What excites Justin now
Not starting a new business, but rather, building a new place
James: Yeah, you know, you’ve tried a few different versions of routines, and it sounds like you’re really dialling in your sort of North Star or your sort of central force of what is important to you, and locking out external factors that would take you off course. And it’s always a thrill to hear what your experiences are like, and to, you know, share this journey. We’ve talked so many times at different stages, and I’m also appreciative that you came over to Australia and visited us. It was great to do that. I always enjoy seeing you when I pop over to the United States. It’s great to come up and have a big friendly bear hug and see the family, who are always nearby. So let’s hope the next phase is amazing. And I appreciate you coming and sharing some of the behind-the-scenes stuff. Just out of curiosity, what are you most excited about now, you know, coming into the rest of the year?

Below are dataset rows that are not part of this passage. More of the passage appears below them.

PR #3815, opened 2017-06-15
Revoke token if code reused - mark as disabled

TomDemeranville:
example response (400):
{"error":"invalid_grant","error_description":"Reused authorization code: Diko4F"}


TomDemeranville:
[Trying to use authorization code twice should result in revoking previously issued access tokens](https://trello.com/c/8Rzc8HGO/3800-trying-to-use-authorization-code-twice-should-result-in-revoking-previously-issued-access-tokens)

PR #4256, opened 2017-12-11
Null work titles no longer break paginated works in UI

bobcaprice:


bobcaprice:
[Allow for null work titles](https://trello.com/c/mznOieav/4420-allow-for-null-work-titles)

PR #4266, opened 2017-12-15
fix id icon alignment in r to l layout

lizkrznarich:


lizkrznarich:
[right to left: id icon is not aligned with the ORCID iD](https://trello.com/c/F9r6mhcv/4427-right-to-left-id-icon-is-not-aligned-with-the-orcid-id)

PR #4269, opened 2017-12-18
Synchronization on12 add works

amontenegro:


amontenegro:
Hi @rcpeters @wjrsimpson,

This is a simple sync routine to allow just one thread at a time to add works to the same record.

Thanks

PR #4272, opened 2017-12-19
Bulk works allow null titles

bobcaprice:


bobcaprice:
[Bulk works end point lets you add a work without a title](https://trello.com/c/3uRiGyfx/4423-bulk-works-end-point-lets-you-add-a-work-without-a-title)

PR #4273, opened 2017-12-19
Migrate self service to ng2

wjrsimpson:


wjrsimpson:
[Migrate consortia self-service to Ng2](https://trello.com/c/k7SG83xM/4443-migrate-consortia-self-service-to-ng2)

PR #4274, opened 2017-12-20
Set version in assets path

amontenegro:


amontenegro:
[Move version param to path for cache busting](https://trello.com/c/4LmZFajG/4421-move-version-param-to-path-for-cache-busting)

amontenegro:
Ok, let me try removing the staticContentFilter, I will let you know if it works without it.

Thanks

wjrsimpson:
Discussed with Angel, who investigated and found that the filter returns a better error message in the response body, so we are keeping it.

PR #4275, opened 2017-12-20
fix broken prefill registration form from oauth params

lizkrznarich:


lizkrznarich:
[Registration doesn't prefill with name and email params on OAuth URL](https://trello.com/c/hM8Ej2qC/4448-registration-doesnt-prefill-with-name-and-email-params-on-oauth-url)

PR #4276, opened 2017-12-21
show login logic: existing account takes precedence over show_login p…

lizkrznarich:
…aram


lizkrznarich:
[Registration doesn't prefill with name and email params on OAuth URL](https://trello.com/c/hM8Ej2qC/4448-registration-doesnt-prefill-with-name-and-email-params-on-oauth-url)

PR #4278, opened 2017-12-22
Remove markup from properties

bobcaprice:


bobcaprice:
[Remove markup from i18n properties files](https://trello.com/c/QDO17j7e/4449-remove-markup-from-i18n-properties-files)

PR #4279, opened 2017-12-22
Copied prompt=none logic from OauthLoginContoller, so that works with 2 screens OAuth.

wjrsimpson:


wjrsimpson:
@TomDemeranville Please can you check this change for me. OpenId was not working correctly for prompt=none. I noticed because OpenIdConnectTest.testPromptNone() was failing (once I'd worked out it was a real failure!).

wjrsimpson:
[OpenId not working correctly with prompt=none](https://trello.com/c/IdL9qlxa/4457-openid-not-working-correctly-with-promptnone)

PR #4849, opened 2018-08-06
added normalizedUrl to ActivityExternalIdentifier (hidden in API)

TomDemeranville:


TomDemeranville:
[Return normalized ID with work form. Keep existing endpoint.](https://trello.com/c/41dshBay/5125-return-normalized-id-with-work-form-keep-existing-endpoint)

PR #4851, opened 2018-08-06
show correct deactivated error on /reset-password

lizkrznarich:


lizkrznarich:
[Fix error message with deactivated records on reset-password](https://trello.com/c/mzVUiGmy/5160-fix-error-message-with-deactivated-records-on-reset-password)

PR #4854, opened 2018-08-07
Password reset send email in all cases

lizkrznarich:


lizkrznarich:
[Registry email / UI: Password reset messages](https://trello.com/c/bjkb713N/4586-registry-email-ui-password-reset-messages)

PR #4855, opened 2018-08-07
Add new endpoints to frontend security config

lizkrznarich:
Endpoints for affiliations, peer review, research resources and identifiers


lizkrznarich:
[New affiliations don't display on public record with http](https://trello.com/c/wnih0iaF/5159-new-affiliations-dont-display-on-public-record-with-http)

PR #4864, opened 2018-08-08
Ext ids get norm url from backend

lizkrznarich:


lizkrznarich:
[External Ids: Use normalized endpoint from pojo instead of sending request to API endpoint](https://trello.com/c/yPXBqFzj/5161-external-ids-use-normalized-endpoint-from-pojo-instead-of-sending-request-to-api-endpoint)

PR #4873, opened 2018-08-14
Set display index on creation

amontenegro:


amontenegro:
[Affiliations manually added to the new sections don't get a display index](https://trello.com/c/Zf7MudYO/5182-affiliations-manually-added-to-the-new-sections-dont-get-a-display-index)

PR #4875, opened 2018-08-14
Set it on 1.2 and 2.0

amontenegro:


amontenegro:
[Affiliations added with 1.2 or 2.0 don't get a display index](https://trello.com/c/ipeJRWHZ/5183-affiliations-added-with-12-or-20-dont-get-a-display-index)

PR #4876, opened 2018-08-15
Work in two groups

bobcaprice:


bobcaprice:
[Same work appears in two groups](https://trello.com/c/7OaUVSe4/5150-same-work-appears-in-two-groups)

PR #4879, opened 2018-08-16
added missing 2faSetupModule to orcid app

bobcaprice:


bobcaprice:
[Enabling 2FA now results in a blank screen](https://trello.com/c/o4ZgCFyB/5192-enabling-2fa-now-results-in-a-blank-screen)

PR #4880, opened 2018-08-16
Work type 'SOFTWARE' should map to 'OTHER' in 1.2

amontenegro:


amontenegro:
[1.2 API post/update calls return an error about software type.](https://trello.com/c/fDrpa5jA/5191-12-api-post-update-calls-return-an-error-about-software-type)

PR #4885, opened 2018-08-17
Public client fix

amontenegro:


amontenegro:
[Public API clients edited in manage-members interface cannot be edited in user developers tools](https://trello.com/c/sMB1uPEb/5195-public-api-clients-edited-in-manage-members-interface-cannot-be-edited-in-user-developers-tools)

PR #4886, opened 2018-08-20
show 'add some now' text on /my-orcid if no funding groups

lizkrznarich:


lizkrznarich:
[Empty funding section is missing "Add some now" link](https://trello.com/c/TNXy72SD/5203-empty-funding-section-is-missing-add-some-now-link)

PR #5179, opened 2019-01-08
Make additional org urls into links

leomendoza123:


leomendoza123:
[Make additional org urls into links (2)](https://trello.com/c/msgVr7UL/5086-make-additional-org-urls-into-links-2)

PR #5180, opened 2019-01-08
Get funding import wizards from endpoint

lizkrznarich:


lizkrznarich:
[Template parse error on my-orcid](https://trello.com/c/AEQtXYI2/5561-template-parse-error-on-my-orcid)

PR #5181, opened 2019-01-09
Ma test edits

dreamofaredbird:
Added browserstack ,  mobile and link to self service tests to MA tests


lizkrznarich:
@dreamofaredbird merge monster!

Justin: I haven’t made the announcement or anything yet, but kind of the next big phase of our life is we’re probably going to stop travelling here pretty soon. And we want to buy a big piece of land here in Tennessee, you know, like 1500 acres, kind of create a compound, a place people can kind of come out to and do a very different type of mastermind. I don’t even want to call it a mastermind, but, you know, I’m thinking bonfires and beers and just really having a good, honest time, in nature, and laughs and maybe some tears. And for myself as well, just getting back to nature, you know, that’s, you know, the real me would love to just be out in an art studio and you know, with a creek that runs through it in the mountains, and I would be just fine being all by myself in the woods. And so I’m getting there. That’s kind of what I’m really excited about. We’re building this compound, this piece of land; I want to create a place that my whole family can have a free vacation, they can come out every year and instead of having to pay for vacation, you know, they can just come out to the land and have a great time for a week and unwind and not have to worry about expenses and everything’s covered for them.

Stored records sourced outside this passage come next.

PR #5182, opened 2019-01-09
Fix adding multiple URLs of the same type

leomendoza123:
- add missing unsubscriptions

### DIFF
--- a/orcid-web/src/main/webapp/static/javascript/ng1Orcid/app/modules/manageMembers/manageMembersFindClient.component.ts
+++ b/orcid-web/src/main/webapp/static/javascript/ng1Orcid/app/modules/manageMembers/manageMembersFindClient.component.ts
@@ -33,6 +33,7 @@ export class ManageMembersFindClientComponent
   _client;
   scopes = [];
   selectedScopes = [];
+  modalSubscription : Subscription
   actTypeList = ["Articles", "Books", "Data", "Student Publications"].map(
     geo => {
       return { name: geo };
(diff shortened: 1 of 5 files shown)


orcid-web/src/main/webapp/static/javascript/ng1Orcid/app/modules/manageMembers/manageMembersFindClient.component.ts
```diff
@@ -128,13 +128,25 @@ export class ManageMembersFindClientComponent
...
       ) {
+        
+        if (data.object.redirectUris) {
+          data.object.redirectUris.forEach(element => {
+            if (element.actType && !element.actType.value) {
+              element.actType.value = "\"\""
+            }
+            if (element.geoArea && !element.geoArea.value) {
+              element.geoArea.value = "\"\""
+            }
```
leomendoza123: @lizkrznarich This was particularly hard to find. The backend needs quotes on empty strings, and this problem only happens if multiple URL of the same type are been added :mindblow:.
I am temporally fixing this on the front end, but maybe we can solve this on the backend later.

leomendoza123:
[Unable to update Client details from /manage-members. Changes do not save.](https://trello.com/c/FTZjNt94/5560-unable-to-update-client-details-from-manage-members-changes-do-not-save)

orcid-web/src/main/webapp/static/javascript/ng1Orcid/app/modules/manageMembers/manageMembersFindClient.component.ts
lizkrznarich: @leomendoza123 Agree that we need to fix this up. It's a json field in the DB, but the data there is not consistent (values for default redirects vary between null, "", {"import-works-wizard":[]}, and{"import-works-wizard":[]} and {"import-works-wizard":["Global"]}. Will file some cards to clean up existing data and make sure geo are and act type are added consistently in future.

James: That’s something I can really support. I believe you when you say it, and I’m picturing it now. It’s awesome. I remember reading Joe Sugarman’s books, and he used to run boot camps at his ranch. And that gave me the idea to, combined with Perry Marshall, who used to run bobsled events at his place.
Justin: Oh, wow.
James: Like, those two ideas led me to running workshops in my place when I lived on five acres. I used to do SilverCircle intensives there, and it kind of led to me doing the thing with Ezra in Hawaii, which is how I got started surfing six years ago, and then led to doing the Maldives experiences. I love those sort of things.

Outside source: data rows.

PR #5195, opened 2019-01-16
only generate grouping suggestions if GROUPING_SUGGESTIONS togglz ena…

lizkrznarich:
…bled


lizkrznarich:
[Records with no works are missing the "0 of 0" count](https://trello.com/c/EbTaG7XJ/5580-records-with-no-works-are-missing-the-0-of-0-count)

PR #5199, opened 2019-01-21
Merge works error if missing api self ext

lizkrznarich:


lizkrznarich:
[Merge works with only part-of identifiers](https://trello.com/c/SewaQwMf/5540-merge-works-with-only-part-of-identifiers)

lizkrznarich:
[500 error when trying to merge a work with no identifier added by a client](https://trello.com/c/Dn5Jj543/5542-500-error-when-trying-to-merge-a-work-with-no-identifier-added-by-a-client)

PR #5204, opened 2019-01-22
Fixed failure if metadata language value doesn't match our language c…

bobcaprice:
…ode value


bobcaprice:
[Works metadata resolver: Is it possible to have a different error when we can't pull metadata vs. when an identifier is incorrect](https://trello.com/c/YaFUz9eE/5599-works-metadata-resolver-is-it-possible-to-have-a-different-error-when-we-cant-pull-metadata-vs-when-an-identifier-is-incorrect)

PR #5205, opened 2019-01-22
ISSN external id now defaults to relationship PART_OF

bobcaprice:


bobcaprice:
[Works metadata resolver: Have issns default to part-of](https://trello.com/c/9VQ0hSIG/5592-works-metadata-resolver-have-issns-default-to-part-of)

PR #5206, opened 2019-01-22
If DOI data subtitle is encased with [], brackets are removed. If res…

bobcaprice:
…ult is encased in double quotes, these are also removed


bobcaprice:
[DOI importer: subtitles have extra brackets](https://trello.com/c/iNT5gTeS/5598-doi-importer-subtitles-have-extra-brackets)

PR #5207, opened 2019-01-22
Added default type of PREPRINT to arxiv importer

bobcaprice:


bobcaprice:
[ARXIV importer does not include type](https://trello.com/c/1a7FjQKr/5597-arxiv-importer-does-not-include-type)

PR #5211, opened 2019-01-22
Fix missing interpolation bracket

leomendoza123:


leomendoza123:
[Works metadata resolver: update error text](https://trello.com/c/zajCiMa7/5600-works-metadata-resolver-update-error-text)

PR #5214, opened 2019-01-23
Update pubMed placeholder

leomendoza123:


leomendoza123:
[Update PubMed import helper text to include PMC example](https://trello.com/c/GPQqLGJs/5606-update-pubmed-import-helper-text-to-include-pmc-example)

Justin: Yeah. I’m going to create the most redneck mastermind anybody has ever seen.
James: That’s hilarious.
Justin: You have to be wearing jeans and a flannel. You know, it’s going to be a good time.
James: Do you get to shoot tin cans?
Justin: Absolutely, absolutely.
James: All right, well, sounds like an experience, that’s for sure.
Justin: Yeah. Great talking to you, buddy.
James: You too, Justin. Take care.
That’s Justin Brooke from adskills.com sharing behind the scenes, Episode 692.